Print every record exactly.

Collected data
○ ○ ○ ○ ○
PR #973, opened 2016-02-02
`learning_rate` as theano shared variable in Adam

johnarevalo:
So it can be monitored or modified using extensions.

### DIFF
--- a/blocks/algorithms/__init__.py
+++ b/blocks/algorithms/__init__.py
@@ -743,8 +743,10 @@ class AdaGrad(StepRule):
 
     """
     def __init__(self, learning_rate=0.002, epsilon=1e-6):
-        self.learning_rate = learning_rate
-        self.epsilon = epsilon
+        self.learning_rate = shared_floatx(learning_rate, "learning_rate")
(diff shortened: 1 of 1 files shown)


blocks/algorithms/__init__.py
```diff
@@ -789,7 +789,7 @@ class Adam(StepRule):
     def __init__(self, learning_rate=0.002,
                  beta1=0.1, beta2=0.001, epsilon=1e-8,
                  decay_factor=(1 - 1e-8)):
-        self.learning_rate = learning_rate
+        self.learning_rate = shared_floatx(learning_rate, "learning_rate")
```
rizar: I support this change, bet let's be consistence, either all hyperparameters in an algorithm should be a shared variables, or none. Could you please do the same for `beta1`, `beta2`, etc.

dwf: :+1:

johnarevalo:
@rizar, rebase done. It also updates `AdaGrad`

rizar:
Looks good, thanks!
○ ○ ○ ○ ○
EXPECTED OUTPUT:
PR #973, opened 2016-02-02
`learning_rate` as theano shared variable in Adam

johnarevalo:
So it can be monitored or modified using extensions.

### DIFF
--- a/blocks/algorithms/__init__.py
+++ b/blocks/algorithms/__init__.py
@@ -743,8 +743,10 @@ class AdaGrad(StepRule):
 
     """
     def __init__(self, learning_rate=0.002, epsilon=1e-6):
-        self.learning_rate = learning_rate
-        self.epsilon = epsilon
+        self.learning_rate = shared_floatx(learning_rate, "learning_rate")
(diff shortened: 1 of 1 files shown)


blocks/algorithms/__init__.py
```diff
@@ -789,7 +789,7 @@ class Adam(StepRule):
     def __init__(self, learning_rate=0.002,
                  beta1=0.1, beta2=0.001, epsilon=1e-8,
                  decay_factor=(1 - 1e-8)):
-        self.learning_rate = learning_rate
+        self.learning_rate = shared_floatx(learning_rate, "learning_rate")
```
rizar: I support this change, bet let's be consistence, either all hyperparameters in an algorithm should be a shared variables, or none. Could you please do the same for `beta1`, `beta2`, etc.

dwf: :+1:

johnarevalo:
@rizar, rebase done. It also updates `AdaGrad`

rizar:
Looks good, thanks!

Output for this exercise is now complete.